Category: functors | Component type: concept |
Argument type | The type of the Monoid Operation's first argument and second argument, and also the type returned when the Monoid Operation is returned. |
F | A type that is a model of MonoidOperation |
T | F's argument type. |
f | Object of type F |
x, y, z | Objects of type T |
Name | Expression | Type requirements | Return type |
---|---|---|---|
Function call | f(x, y) | T | |
Identity element | identity_element(f) [3] | T |
Name | Expression | Precondition | Semantics | Postcondition |
---|---|---|---|---|
Function call | f(x, y) | x and y are in the domain of f. | Calls f with x and y as arguments. | |
Identity element | identity_element(f) | Returns the monoid's identity element. That is, the return value is a value id of type T such that, for all x in the domain of f, f(x, id) and f(id, x) both return x. |
Associativity | For any x, y, and z of type T, f(x, f(y, z)) and f(f(x, y), z) return the same value. [4] |
Identity element. | There exists some element id of type T such that, for all x of type T, f(x, id) and f(id, x) both return x. The expression identity_element(f) returns id. |
[1] A monoid is one of three closely related algebraic structures. A semigroup is a set S, and a binary operation *, with the properties that * is closed on S (that is, if x and y are elements of S then x * y is also a member of S) and that * is associative (that is, if x, y, and z are elements of S, then x * (y * z) = (x * y) * z). A monoid is a semigroup that has an identity element. That is, there exists some element id such that, for all x in S, x * id = id * x = x. Finally, a group is a monoid with the property that every element has an inverse. That is, for every x in S, there exists an element xi such that x * xi = xi * x = id. As an example, the set of real numbers under multiplication is a monoid (the identity element is 1), but it isn't a group. It isn't a group because 0 has no inverse.

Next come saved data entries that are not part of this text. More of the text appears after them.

PR #52, opened 2021-07-07
Clarifying README.md

yogeshbdeshpande:
Attempt to clarify and tidy a bit top level page


README.md
```diff
@@ -18,10 +18,10 @@ Project _VERAISON_: **VER**ific**A**t**I**on of atte**S**tati**ON**
...
+Given the above, it can be challenging to build just one Verification Service solution which can address all types of deployments for a technology that needs to produce Attestation reports to prove its trustworthiness. It then implies that each deployment needs a custom service, however there is a significant software barrier and hence cost of entry to establishing such a system to be used in a secure manner. Veraison aims to provide consistency and convenience to solving this problem by building the software components that can be used to build Attestation Verification Services. The Veraison project will also build some reference implementations in order to prove the integration principles of those components and to provide a convenient starting point for some implementations.
 
 For further details, see the documentation [TBD]
```
yogeshbdeshpande, line 26: is it a good time to add a link the existing documents we have ?

README.md
```diff
@@ -18,10 +18,10 @@ Project _VERAISON_: **VER**ific**A**t**I**on of atte**S**tati**ON**
...
+Given the above, it can be challenging to build just one Verification Service solution which can address all types of deployments for a technology that needs to produce Attestation reports to prove its trustworthiness. It then implies that each deployment needs a custom service, however there is a significant software barrier and hence cost of entry to establishing such a system to be used in a secure manner. Veraison aims to provide consistency and convenience to solving this problem by building the software components that can be used to build Attestation Verification Services. The Veraison project will also build some reference implementations in order to prove the integration principles of those components and to provide a convenient starting point for some implementations.
```
SimonFrost-Arm, line 24: A suggestion instead of your 'however' change:   s/however there is/which creates/

It then implies that each deployment needs a custom service, which creates a a significant software barrier...

yogeshbdeshpande: ok, this is also fine, I will change it!

README.md
```diff
@@ -18,10 +18,10 @@ Project _VERAISON_: **VER**ific**A**t**I**on of atte**S**tati**ON**
...
+Attestation is the system by which an entity produces evidence about itself that another party can use to evaluate the trustworthiness of that entity. A critical part of establishing trust based on that evidence is Verifying what is presented as evidence against a set of known elements to ensure it meets an established policy to prove trustworthiness. The act of Verification will often require comparing evidence against reference values or checking cryptographic signing by a known trust anchors. This is a complex task to be performed by an arbitrary user of a system and it is often delegated to a trusted Verification Service instead. The nature of the Service will depend upon specific needs - it may be a local software component or it may reside as a network or internet accessible component. The actual nature of the Service will depend upon the actual deployment. The Verification Service will need up to date data for the process of appraising the evidence presented to it. This must be obtained from authoritative sources, like the supply chain, which normally implies establishing business relationships between the Verification Service and those sources.
```
thomas-fossati, line 21: I don't think "known elements" is the right word combo here.

Maybe:

_A critical part of establishing trust based on that evidence is verifying that the claims it conveys match "known-good values" for each relevant trust metric indicator according to the established appraisal policy._

thomas-fossati: Maybe "typically, a supply chain actor" rather than "like the supply chain"

yogeshbdeshpande: > I don't think "known elements" is the right word combo here.
> 
> Maybe:
> 
> _A critical part of establishing trust based on that evidence is verifying that the claims it conveys match "known-good values" for each relevant trust metric indicator according to the established appraisal policy._

This is what has been already covered in the subsequent sentence, hence we do not want to repeat it here. This is a high level sentence for setting context and further clarification of comparison follows in the next sentence

thomas-fossati: Ah, right!  OK, so I think I prefer the previous version then.  The thing is I have a problem defining what a "known element" is.

yogeshbdeshpande: > Maybe "typically, a supply chain actor" rather than "like the supply chain"

do we want to restrict authoritative source only to supply chain, if yes, then may be typically is a right word.

If we want to have a broader scope for authoritative source, example or like the is a correct word to use ?

WDYT?

yogeshbdeshpande: > Ah, right! OK, so I think I prefer the previous version then. The thing is I have a problem defining what a "known element" is.



> Ah, right! OK, so I think I prefer the previous version then. The thing is I have a problem defining what a "known element" is.

The problem with the original version is, it directly jumps from Evidence to policy without a "logical flow"
Hence this is a Bridge! Happy to swap a further improved word for "Known Elements" :)

thomas-fossati: > > Maybe "typically, a supply chain actor" rather than "like the supply chain"
> 
> do we want to restrict authoritative source only to supply chain, if yes, then may be typically is a right word.

I don't think "typically" is too stringent.  It just indicates what the expected norm is while still allowing deviations.

yogeshbdeshpande: Fine,  I will change this !

SimonFrost-Arm: Adding the bridge does make the sentence rather long. If the use of policy is distracting because that's also the name of an artifact, perhaps we should swap 'a policy' for 'rules' which is a more abstract expression. As you say, the following sentences go into more detail

yogeshbdeshpande: I think, I found the right sentence :)

A critical part of establishing trust based on evidence is Verifying 
the evidence as per the established policy of verification to prove trustworthiness.

I think, this is clear. Comments from both of you Welcome on the above sentence!

SimonFrost-Arm: Nearly, but I think the double use of evidence can be avoided thus:
A critical part of establishing trust is Verifying that evidence, as per the established policy of verification, to prove trustworthiness.

thomas-fossati: I am not sure this would be an improvement over what we already have.

Maybe:

_A critical part of establishing trust based on that evidence is verifying what is presented against a set of appraisal rules to determine whether the reported trust metrics match the desired state._

SimonFrost-Arm: I like that, but how about just:    "A critical part of establishing trust based on that evidence is verifying what is presented against a set of appraisal rules"

yogeshbdeshpande: @thomas-fossati : I will go with improving what Simon already had on the page and I think, the one he mentioned above makes sense. 

I would prefer the Introductory README text to be simple and would prefer to have your statement in one of our internal documentation!

README.md
yogeshbdeshpande: Reviewed and we need to align internal documents, before we can add the reference here!

README.md
thomas-fossati: > I like that, but how about just: "A critical part of establishing trust based on that evidence is verifying what is presented against a set of appraisal rules"

That is correct statement, but it doesn't say what the end goal is, which I think is the crucial thing to understand at this level of presentation.

yogeshbdeshpande: A critical part of establishing trust is Verifying that evidence, as per the established policy of verification, to prove trustworthiness.

This has the simplicity and completeness what we initially had envisaged?

thomas-fossati: > This has the simplicity and completeness what we initially had envisaged?

I am not sure :-) I think to be complete it needs to declare what the end goal is, i.e. something along the lines of _"determine whether the reported trust metrics match the desired device state"_

yogeshbdeshpande: The completeness happens when you read the statement in conjunction with the next statement.
A critical part of establishing trust is Verifying that evidence as per the established policy of verification, to prove trustworthiness.  The act of Verification will often require comparing evidence against reference values or checking cryptographic signing by a known trust anchors.

Here the end goal is to prove :trustworthiness.
You take established policy as an input to verification
Actual verification step is by comparing to reference values.

In my view, it is simple, clear and complete!

thomas-fossati: If I had to read and make sense of it without my last 2 years of brain massage via IETF and TCG, I'd ask what is "trustworthiness" and would not find an answer.

yogeshbdeshpande: Hmmm: one can use this in English term also:
Trustworthy: able to be relied on as honest or truthful.

thomas-fossati: I appreciate that the anthropomorphisation of cold-blooded Turing machines is something we tend to do, but (when possible) we should avoid the temptation :)

yogeshbdeshpande: Let's discuss this further in our Veraison Open Source Meeting. If we still have no consensus, then  I prefer we abandon this PR, instead of going in circles!

thomas-fossati: I think I have made a concrete proposal that would allow the conversation to converge :-) The gist is we provide a concrete characterisation of the (for me) extremely abstract _trustworthiness_ term as _"the measure of the deviation between the reported and the desired integrity state of the attesting device."_

yogeshbdeshpande: Thanks and I already gathered that:
However my points are as below:

1) The term trustworthiness is already used in the existing REAMDE document( which we all reviewed then) right from first statement. 

2) I think, it is quite obvious to a general reader also, what this term implies. In my view it is not a super complex terminology, which cannot be inferred in the flow of sentence!

3) The extra explanation that you provide for this makes the sentence look very long and winding, which may be OK for deep technical documentation inside pages, but prefer not to have it on the introductory page.

4) As  a middle ground, what we can consider is a reference or a glossary in the bottom of the top README to refer to its deep definition (what you have) OR a clickable item for trustworthiness which will take the reader to a definition page where it can view the detail definition if required ?

WDYT?

thomas-fossati: strongly disagree on 2.
mildly disagree on 3 -- but I can see the point of heavy prose discouraging the reader.
strongly agree on 4. (a footnote would work)

SimonFrost-Arm: Apologies for dropping out of the conversation for a while, I've been offline due to IT problems.
I don't think we'll resolve this satisfactorily here, let's postpone to a live conversation.

yogeshbdeshpande: @SimonFrost-Arm Works for me! Lets discuss during our Veraison Open Source Meeting!

yogeshbdeshpande:
Will not address at the moment!

Issue #27, opened 2021-03-08
feature: attestation result format


thomas-fossati:
### Is your feature request related to a problem? Please describe

At present, the [challenge-response API](https://github.com/veraison/veraison/blob/main/docs/api/README.md) returns the attestation result in form of "naked" JSON object with a custom / free-form format.

There are two aspects to address here:
1. moving from custom / free-form to something that is more stable;
2. allow attestation results to be signed by the attester.

We should move towards the model defined by the RATS architecture [bow tie diagram](https://www.ietf.org/archive/id/draft-ietf-rats-architecture-10.html#figure-9):

```
                Evidence           Attestation Results
.--------------.   CWT                    CWT   .-------------------.
|  Attester-A  |------------.      .----------->|  Relying Party V  |
'--------------'            v      |            `-------------------'
.--------------.   JWT   .------------.   JWT   .-------------------.
|  Attester-B  |-------->|  Verifier  |-------->|  Relying Party W  |
'--------------'         |            |         `-------------------'
.--------------.  X.509  |            |  X.509  .-------------------.
|  Attester-C  |-------->|            |-------->|  Relying Party X  |
'--------------'         |            |         `-------------------'
.--------------.   TPM   |            |   TPM   .-------------------.
|  Attester-D  |-------->|            |-------->|  Relying Party Y  |
'--------------'         '------------'         `-------------------'
.--------------.  other     ^      |     other  .-------------------.
|  Attester-E  |------------'      '----------->|  Relying Party Z  |
'--------------'                                `-------------------'
```

### If possible, describe a solution

1. Define the format of Veraison attestation results
    1. Document it publicly (e.g., in the relevant OpenAPI component's schema, and/or in an Internet draft);
    2. Register the associated MIME format (e.g., `application/vnd.veraison-attestation-result+json`);
    3. Adapt codebase.
3. Define a signed envelope that can be used to carry it (maybe we could use JWT and CWT always, with optional signature)

### Describe alternatives you have considered

No alternatives have been considered for the moment.

## Additional context

* [Consideration for using "none" algorithm in JWT](https://tools.ietf.org/html/rfc8725#section-3.2)
* [Unprotected CWTs](https://tools.ietf.org/html/draft-birkholz-rats-uccs)

SimonFrost-Arm:
[...]

PR #54, opened 2021-07-13
add an appraisal policy identifier

thomas-fossati:
As the title says, this PR adds a mandatory identifier of the appraisal policy of type text.

(This also moves the base for the extension code points allocation to 100 to avoid overlaps -- at least for a while.)

(Working towards #27)


docs/dm/attestation-results/attestation-results.cddl
```diff
@@ -10,6 +10,7 @@ attestation-results = {
   ? ar.raw-evidence => ar-bytes
   ar.timestamp => ar-timestamp
   ? ar.endorsed-claims => ar-endorsed-claims
+  ar.appraisal-policy-id => text
```
yogeshbdeshpande, line 13: Should we leave it just as a text or a type choice with restricted set ?
like a resource identifier or something similar?

thomas-fossati: what do you mean exactly by "resource identifier"?

yogeshbdeshpande: I meant URI, here!

thomas-fossati: The question is whether the receiver needs to make sense of the returned policy-id (in which case typing it makes sense), or it is just an opaque handler whose "resolution" is only known to the Verifier.

SimonFrost-Arm: Our intent was human consumption rather than machine so I would favour leaving it as text.

yogeshbdeshpande: Thanks for the clarification. Ok, understood the intent. Fine with me. I will mark the conversation as resolved!

yogeshbdeshpande (approved):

[2] Mathematics textbooks typically write this as an equation, instead of using words like "is the same as". We can't use equality in this definition, however, because F's argument type might not be equality comparable. If F's argument type is equality comparable, however, then these two expression are expected to be equal: the condition of associativity becomes f(x, f(y, z)) == f(f(x, y), z)
[3] This is implemented as an overloaded function. The function identity_element is defined, in the standard header functional, and the nonstandard backward-compatibility header function.h, for arguments of type plus<T> and multiplies<T>. If you define a new Monoid Operation F (matrix multiplication, for example), you must overload identity_element for arguments of type F. The identity_element function is an SGI extension; it is not part of the C++ standard.
[4] Associativity is not the same as commutativity. That is, the requirement that x * (y * z) == (x * y) * z is completely unrelated to the requirement that x * y == y * x. Monoid operations are required to be associative, but they are not required to be commutative. As an example, square matrices under multiplication form a monoid even though matrix multiplication is not commutative.